限定的です。行為者が経営者・役員の場合、社内調査の公正性が担保されにくいため、最初から都道府県労働局または弁護士への相談が現実的 です。


Q5. 時効はありますか?

不法行為に基づく損害賠償請求の時効は、被害を知った時から3年(民法724条) 、または 不法行為の時から20年 です。ただし、証拠の確保や記憶の鮮明さを考えると、できるだけ早期の行動が有利 です。
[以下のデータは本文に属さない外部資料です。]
PR #80, opened 2019-08-13
netdev-dpdk: Enable scatter offload regardless of MTU value

evelineraine:
Initially scatter was enabled only to support MTUs larger than the
standard Ethernet MTU of 1500. In order to support small MTUs (< 1000)
scatter is also required as the mbuf size is too small to fit the whole
frame.

------- 

When MTU on PF is set to a value lower than 999, OVS allocates 1152 bytes of mbuf, which is not enough to fit a 1500 bytes frame. Startup fails with the following log messages:
```
ovs|00047|dpdk|ERR|net_mlx5: port 0 Rx queue 0: Scatter offload is not configured and no enough mbuf space(1152) to contain the maximum RX packet length(1518) with head-room(128)
ovs|00048|dpdk|ERR|net_mlx5: port 0 unable to allocate queue index 0
ovs|00050|netdev_dpdk|ERR|Interface pf(rxq:1 txq:2 lsc interrupt mode:false) configure error: Cannot allocate memory
ovs|00051|dpif_netdev|ERR|Failed to set interface pf new configuration
```

The obvious fix is to enable RX scatter offload (which appears to be off by default for mlx5 pmd) for any MTU size (before it was enabled for jumbo frames only).

Please advise if this is a sane thing to do.

*Note*: MTUs below 1000 are an option only for IPv4, IPv6 allows minimum MTUs of 1280 bytes, so the issue would not reproduce.

### DIFF
--- a/lib/netdev-dpdk.c
+++ b/lib/netdev-dpdk.c
@@ -919,13 +919,11 @@ dpdk_eth_dev_port_config(struct netdev_dpdk *dev, int n_rxq, int n_txq)
     rte_eth_dev_info_get(dev->port_id, &info);
 
     /* As of DPDK 17.11.1 a few PMDs require to explicitly enable
-     * scatter to support jumbo RX.
+     * scatter to support jumbo RX or MTUs below 1k.
      * Setting scatter for the device is done after checking for
      * scatter support in the device capabilites. */
-    if (dev->mtu > RTE_ETHER_MTU) {
-        if (dev->hw_ol_features & NETDEV_RX_HW_SCATTER) {
-            conf.rxmode.offloads |= DEV_RX_OFFLOAD_SCATTER;
-        }
+    if (dev->hw_ol_features & NETDEV_RX_HW_SCATTER) {
+        conf.rxmode.offloads |= DEV_RX_OFFLOAD_SCATTER;
     }
 
     conf.intr_conf.lsc = dev->lsc_interrupt_mode;


lib/netdev-dpdk.c
```diff
@@ -919,13 +919,11 @@ dpdk_eth_dev_port_config(struct netdev_dpdk *dev, int n_rxq, int n_txq)
...
     /* As of DPDK 17.11.1 a few PMDs require to explicitly enable
-     * scatter to support jumbo RX.
+     * scatter to support jumbo RX or MTUs below 1k.
      * Setting scatter for the device is done after checking for
      * scatter support in the device capabilites. */
-    if (dev->mtu > RTE_ETHER_MTU) {
-        if (dev->hw_ol_features & NETDEV_RX_HW_SCATTER) {
-            conf.rxmode.offloads |= DEV_RX_OFFLOAD_SCATTER;
-        }
+    if (dev->hw_ol_features & NETDEV_RX_HW_SCATTER) {
```
elibritstein: i think it's better to fix the condition to something involves MTU_TO_FRAME_LEN and/or FRAME_TO_MTU_LEN macros.
the purpose is to enable it only when it is really needed, i.e. when the device's specific mtu is larger than the allocated space per mbuf.

evelineraine: What is `device's specific mtu` in this case? 
Supposedly we should set MTU to 998, but still DPDK sanity checks the mbuf size against MTU of 1500. Why would receiving a 1.5k frame be a possibility in this case?

elibritstein: i don't fully understand the mempool model of ovs. in other applications i saw there was one mempool (or one per numa socket), here, in ovs, i'm not sure.
if there can be multiple mempools, each with different element size, need to understand how ovs handles this.
if the element size of all mempools is the same, this is the one that matters.
now, we need to compare the device's mtu (i suppose dev->mtu), to the element size of the mempool.
if dev->mtu is larger, so we need to use the scatter feature if available. if this feature is not available, we should fail the configuration

evelineraine: Ok, I will look how OVS choses the size of mempool (it's probably based on MTU, but it's not proportional, looks like it decreases size in steps - mbuf size of 1152 is set only for MTUs lower than 999).
But my question is about `dev->mtu` value. OVS does configure the device to use the specified MTU from `mtu_request=<X>` - it can even be seen with `ip link` - the PF MTU is changed. But when MTU is 998, DPDK should not worry to receive a 1500 bytes frame.

elibritstein: i don't understand your question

Q6. 労働局の紛争解決援助と調停の違いは何ですか?

「紛争解決援助」は労働局長が会社・被害者双方に対し助言・指導・勧告を行う手続きで、会社に応諾義務はありませんが公的機関からの指導という圧力効果があります。「調停」は第三者機関(均等委員会)が調停案を示す手続きで、双方が同意すれば民事上の和解と同等の効力を持ちます。どちらも無料で利用でき、並行利用は原則できないため、状況に応じて選択します。


まとめ:「不認定」はゴールではない

会社の「セクハラと認定できず」という結論は、被害者にとって深く傷つく経験です。しかしそれは法的手段の「終わり」ではなく、「次の手段を選ぶスタート地点」に過ぎません。

この記事で解説した手順を整理すると:

  1. 証拠と記録を再整備する(今日からできる)
  2. 社内異議申立書を作成・提出する(書面・メールで記録化)
  3. 都道府県労働局に紛争解決援助を申立てる(無料・公的機関)
  4. 弁護士相談を検討する(法テラスで費用負担を軽減できる)
  5. 不利益取扱いが起きたら即座に追加申告する

一人で抱え込まず、外部機関・専門家を積極的に活用してください。あなたには、公正な調査を受ける権利があります。


免責事項: 本記事は一般的な情報提供を目的としており、個別の法律相談に代わるものではありません。具体的な対応については、弁護士または公的機関の専門家にご相談ください。